_GOAL OF THE EXERCISE_
Below are records; count the lines in them that hold "math" and give only the count.

Stored data:
PR #12380, opened 2022-02-26
[wemo] Refactor Insight Switch parser

### LINKED ISSUE #12105: [wemo] Refactoring WeMo Insight Switch parser
This issue described some possible next step after #12100.

Suggestions/plan:
- Create new subclasses from `WemoHandler` targeting each thing type: **Insight**, **Motion** and **Switch**/**Socket**.
- Make `WemoHandler` abstract.
- Extract relevant `onValueReceived` parts into each handler.
- For `WemoInsightHandler` method `onValueReceived()`: Extract parser to separate class and provide unit test for this. The unit test must cover variables **EnergyPerUnitCost** (currently not supported), **BinaryState** and **InsightParams**.

### Service variables
Example data to support in parser:
```
Received pair 'EnergyPerUnitCost':'4|2000|4' (service 'basicevent1') for thing 'wemo:insight:insight1'
Received pair 'BinaryState':'0|1642884254|0|0|0|1209600|13|0|0|0' (service 'basicevent1') for thing 'wemo:insight:insight1'
Received pair 'InsightParams':'1|1632573998|10371148|52746|1174820|1209600|39|26440|28068134|548930560|8000' (service 'insight1') for thing 'wemo:insight:insight2'
```

jlaur:
Fixes #12105
Continuation of #12120

Refactoring: Parsing of WeMo Insight Switch data string has been extracted to separate class:
- Improved robustness: Number of provided values is no longer fixed/assumed.
- Improved robustness: Non-numeric values could throw `NumberFormatException`.
- Reduced redundancy: Each conversion if only written once (in private methods).
- Unit tests are provided.

### DIFF
--- a/bundles/org.openhab.binding.wemo/src/main/java/org/openhab/binding/wemo/internal/InsightParser.java
+++ b/bundles/org.openhab.binding.wemo/src/main/java/org/openhab/binding/wemo/internal/InsightParser.java
@@ -1,0 +1,150 @@
+/**
+ * Copyright (c) 2010-2022 Contributors to the openHAB project
+ *
+ * See the NOTICE file(s) distributed with this work for additional
+ * information.
+ *
+ * This program and the accompanying materials are made available under the
+ * terms of the Eclipse Public License 2.0 which is available at
+ * http://www.eclipse.org/legal/epl-2.0
+ *
+ * SPDX-License-Identifier: EPL-2.0
+ */
+package org.openhab.binding.wemo.internal;
+
+import java.math.BigDecimal;
+import java.math.RoundingMode;
+import java.time.Instant;
+import java.time.ZonedDateTime;
+import java.util.HashMap;
+import java.util.Map;
+import java.util.TimeZone;
+
+import org.eclipse.jdt.annotation.NonNullByDefault;
+import org.openhab.core.library.types.DateTimeType;
+import org.openhab.core.library.types.DecimalType;
+import org.openhab.core.library.types.OnOffType;
+import org.openhab.core.library.types.QuantityType;
+import org.openhab.core.library.unit.Units;
+import org.openhab.core.types.State;
+import org.openhab.core.types.UnDefType;
+
+/**
+ * Parser for WeMo Insight Switch values.
+ *
+ * @author Jacob Laursen - Initial contribution
+ */
+@NonNullByDefault
+public class InsightParser {
+
+    private static final int INSIGHT_POSITION_STATE = 0;
+    private static final int INSIGHT_POSITION_LASTCHANGEDAT = 1;
+    private static final int INSIGHT_POSITION_LASTONFOR = 2;
+    private static final int INSIGHT_POSITION_ONTODAY = 3;
+    private static final int INSIGHT_POSITION_ONTOTAL = 4;
+    private static final int INSIGHT_POSITION_TIMESPAN = 5;
+    private static final int INSIGHT_POSITION_AVERAGEPOWER = 6;
+    private static final int INSIGHT_POSITION_CURRENTPOWER = 7;
+    private static final int INSIGHT_POSITION_ENERGYTODAY = 8;
+    private static final int INSIGHT_POSITION_ENERGYTOTAL = 9;
+    private static final int INSIGHT_POSITION_STANDBYLIMIT = 10;
+
+    private final String value;
+
+    public InsightParser(String value) {
+        this.value = value;
+    }
+
+    /**
+     * Parse provided string of values.
+     *
+     * @return Map of channel id's with states
+     */
+    public Map<String, State> parse() {
+        HashMap<String, State> result = new HashMap<>();
+        String[] params = value.split("\\|");
+        for (int i = 0; i < params.length; i++) {
+            String value = params[i];
+            switch (i) {
+                case INSIGHT_POSITION_STATE:
+                    result.put(WemoBindingConstants.CHANNEL_STATE, getOnOff(value));
+                    break;
+                case INSIGHT_POSITION_LASTCHANGEDAT:
+                    result.put(WemoBindingConstants.CHANNEL_LASTCHANGEDAT, getDateTime(value));
+                    break;
+                case INSIGHT_POSITION_LASTONFOR:
+                    result.put(WemoBindingConstants.CHANNEL_LASTONFOR, getNumber(value));
+                    break;
+                case INSIGHT_POSITION_ONTODAY:
+                    result.put(WemoBindingConstants.CHANNEL_ONTODAY, getNumber(value));
+                    break;
+                case INSIGHT_POSITION_ONTOTAL:
+                    result.put(WemoBindingConstants.CHANNEL_ONTOTAL, getNumber(value));
+                    break;
+                case INSIGHT_POSITION_TIMESPAN:
+                    result.put(WemoBindingConstants.CHANNEL_TIMESPAN, getNumber(value));
+                    break;
+                case INSIGHT_POSITION_AVERAGEPOWER:
+                    result.put(WemoBindingConstants.CHANNEL_AVERAGEPOWER, getPowerFromWatt(value));
+                    break;
+                case INSIGHT_POSITION_CURRENTPOWER:
+                    result.put(WemoBindingConstants.CHANNEL_CURRENTPOWER, getPowerFromMilliWatt(value));
+                    break;
+                case INSIGHT_POSITION_ENERGYTODAY:
+                    result.put(WemoBindingConstants.CHANNEL_ENERGYTODAY, getEnergy(value));
+                    break;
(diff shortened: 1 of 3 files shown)


bundles/org.openhab.binding.wemo/src/main/java/org/openhab/binding/wemo/internal/InsightParser.java
```diff
@@ -0,0 +1,150 @@
...
+                case INSIGHT_POSITION_STANDBYLIMIT:
+                    result.put(WemoBindingConstants.CHANNEL_STANDBYLIMIT, getPowerFromMilliWatt(value));
+                    break;
+            }
+        }
+        return result;
+    }
+
+    private State getOnOff(String value) {
+        return "0".equals(value) ? OnOffType.OFF : OnOffType.ON;
```
lolodomo, line 108: You prefer that option to OnOffType.from(value) ?
It could make sense if the value could have other value than 0 and 1.

bundles/org.openhab.binding.wemo/src/main/java/org/openhab/binding/wemo/internal/InsightParser.java
```diff
@@ -0,0 +1,150 @@
...
+
+    private State getDateTime(String value) {
+        long lastChangedAt = 0;
+        try {
+            lastChangedAt = Long.parseLong(value);
+        } catch (NumberFormatException e) {
+            return UnDefType.UNDEF;
+        }
+        ZonedDateTime zoned = ZonedDateTime.ofInstant(Instant.ofEpochSecond(lastChangedAt),
+                TimeZone.getDefault().toZoneId());
```
lolodomo, line 119: Maybe it would be better to consider the timezone setup by the OH server ?

bundles/org.openhab.binding.wemo/src/main/java/org/openhab/binding/wemo/internal/handler/WemoInsightHandler.java
```diff
@@ -71,94 +64,21 @@ public void onValueReceived(@Nullable String variable, @Nullable String value, @
...
+                    updateState(channel, state);
+                });
+
+                // Update helper channel onStandBy by checking if currentPower > standByLimit.
+                var standByLimit = (QuantityType<?>) results.get(WemoBindingConstants.CHANNEL_STANDBYLIMIT);
+                if (standByLimit != null) {
+                    var currentPower = (QuantityType<?>) results.get(WemoBindingConstants.CHANNEL_CURRENTPOWER);
+                    if (currentPower != null) {
+                        updateState(WemoBindingConstants.CHANNEL_ONSTANDBY,
+                                currentPower.intValue() > standByLimit.intValue() ? OnOffType.OFF : OnOffType.ON);
```
lolodomo, line 81: Here, you can rather use `OnOffType(currentPower.intValue() > standByLimit.intValue())`

lolodomo (changes requested):

bundles/org.openhab.binding.wemo/src/main/java/org/openhab/binding/wemo/internal/InsightParser.java
jlaur: I don't prefer it, but unfortunately it can be non-binary. When receiving the parameters from a HTTP call the value can be 8 for ON (just verified by testing). I have added a test case for this.

bundles/org.openhab.binding.wemo/src/main/java/org/openhab/binding/wemo/internal/handler/WemoInsightHandler.java
jlaur: Simplified.

bundles/org.openhab.binding.wemo/src/main/java/org/openhab/binding/wemo/internal/InsightParser.java
jlaur: Right, fixed.

hmerk (approved):
LGTM

bundles/org.openhab.binding.wemo/src/main/java/org/openhab/binding/wemo/internal/InsightParser.java
lolodomo: Ok, that is a good argument.

bundles/org.openhab.binding.wemo/src/main/java/org/openhab/binding/wemo/internal/InsightParser.java
lolodomo: I believe you misunderstood my comment. You are considering the default system timezone. My proposal was to consider the timezone setup in OH server by the user. This is delivered by the service `TimeZoneProvider `

jlaur: Ah, yes I did. That proposal would require some additional refactoring, if I understand it correctly, as the provider is injected into the handler factory and would need to be passed to the handler and into the parser instance.

Before doing that I need some more understanding. I just tried setting a different openHAB timezone than my system timezone, and I'm actually surprised that the DateTime item is displayed like "2022-02-27T19:51:31.000+0100" and not converted to local time. If used in a rule, for example, I don't think it makes a difference whether value is "2022-02-27T19:51:31.000+0100" or "2022-02-27T18:51:31.000+0200" as it's the same time. If value is presented in a UI it should be converted to local time in either case.

So a little confused now about actual consequence of changing anything. Can you point me to some documentation and/or explain benefits of providing configured timezone?

lolodomo: At my knowledge, UI is doing no date conversion but just display the date value as it is. That is why it is important to set it with the right timezone.
If you want to consider that later in another PR, that is fine to me, just let me know.

jlaur: Yes, I think would prefer to keep this PR as a clean technical refactoring of the parser without functional changes. I'll need to dig deeper into DateTime in openHAB, compare with other bindings and probably also fix other channels in the binding, as this PR is focusing only on the WeMo Insight Switch parser.

lolodomo (approved):
LGTM

bundles/org.openhab.binding.wemo/src/main/java/org/openhab/binding/wemo/internal/InsightParser.java
jlaur: @lolodomo - I've now investigated a bit more, so sharing my findings so far:
- [ZonedDateTime](https://docs.oracle.com/javase/8/docs/api/java/time/ZonedDateTime.html) quote: _should be viewed primarily as the combination of a LocalDateTime and a ZoneId_.
- 2022-02-28T21:24:52.000+0000 is the same unique moment in time as 2022-02-28T22:24:52.000+0100, but since ZonedDateTime contains local datetime and zone, not just a UTC timestamp, they are by definition different and can be shown differently when formatting with timezone, for example when displayed raw like "2022-02-28T22:24:52.000+0100".
- The Hue binding creates timestamps from local time as UTC: `new DateTimeType(ZonedDateTime.ofInstant(LocalDateTime.parse(String.valueOf(lastUpdated), ateTimeFormatter.ISO_LOCAL_DATE_TIME), ZoneOffset.UTC, ZoneId.systemDefault()));` and uses explicit formatting in the corresponding channel definition: `<state readOnly="true" pattern="%1$tY-%1$tm-%1$td %1$tH:%1$tM:%1$tS"/>` so will be displayed like "2022-02-28 22:24:52" as local time.
- The Netatmo binding creates timestamps from epoch and uses `TimeZoneProvider` to store them with configured timezone in openHAB. No pattern is provided for the channels, but an item can be created with custom formatting, for example `DateTime Netatmo_LastSeen "Last Seen [%1$td.%1tm.%1$tY %1$tR]" <time> { channel = "netatmo:NAMain:indoor:timestamp#last-seen" }` which would output "28.02.2022 22:24" as local time.
- When using custom formatting like shown, the timezone doesn't make a difference as it will result in the same local time. In this case it seems that openHAB doesn't use the configured timezone when displaying the item in MainUI. I don't know if other UI's respect that.
- When NOT using custom formatting, the raw timestamp is displayed, which of course will be different depending on how the ZonedDateTime was constructed (as this is the internal type within DateTimeType).

IMHO: I think it will always be preferable to convert to local time in UI's. Displaying a raw ZonedDateTime doesn't seem user-friendly under most circumstances. I would say the difference between using system timezone and openHAB configured timezone when **constructing** ZonedDateTimes is quite minor/theoretical. However, when **converting** those ZonedDateTimes into a UI representation, the openHAB-configured timezone **should** be considered - quite similar to language.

_WORKED SOLUTION_
2